Problem details -> Your response should consist of the full data, set down exactly.

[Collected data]
____
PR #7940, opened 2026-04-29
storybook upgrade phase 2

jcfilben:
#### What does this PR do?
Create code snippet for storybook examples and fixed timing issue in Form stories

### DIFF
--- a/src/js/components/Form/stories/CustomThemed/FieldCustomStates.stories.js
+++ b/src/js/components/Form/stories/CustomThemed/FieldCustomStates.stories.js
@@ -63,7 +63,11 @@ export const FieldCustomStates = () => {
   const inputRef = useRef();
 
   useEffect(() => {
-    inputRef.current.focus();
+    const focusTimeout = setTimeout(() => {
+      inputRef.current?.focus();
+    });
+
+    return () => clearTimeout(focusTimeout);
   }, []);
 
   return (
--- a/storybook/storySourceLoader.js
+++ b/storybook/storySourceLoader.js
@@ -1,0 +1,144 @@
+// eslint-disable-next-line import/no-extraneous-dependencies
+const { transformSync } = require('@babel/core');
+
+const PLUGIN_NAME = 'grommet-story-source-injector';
____
Written solution ->
PR #7940, opened 2026-04-29
storybook upgrade phase 2

jcfilben:
#### What does this PR do?
Create code snippet for storybook examples and fixed timing issue in Form stories

### DIFF
--- a/src/js/components/Form/stories/CustomThemed/FieldCustomStates.stories.js
+++ b/src/js/components/Form/stories/CustomThemed/FieldCustomStates.stories.js
@@ -63,7 +63,11 @@ export const FieldCustomStates = () => {
   const inputRef = useRef();
 
   useEffect(() => {
-    inputRef.current.focus();
+    const focusTimeout = setTimeout(() => {
+      inputRef.current?.focus();
+    });
+
+    return () => clearTimeout(focusTimeout);
   }, []);
 
   return (
--- a/storybook/storySourceLoader.js
+++ b/storybook/storySourceLoader.js
@@ -1,0 +1,144 @@
+// eslint-disable-next-line import/no-extraneous-dependencies
+const { transformSync } = require('@babel/core');
+
+const PLUGIN_NAME = 'grommet-story-source-injector';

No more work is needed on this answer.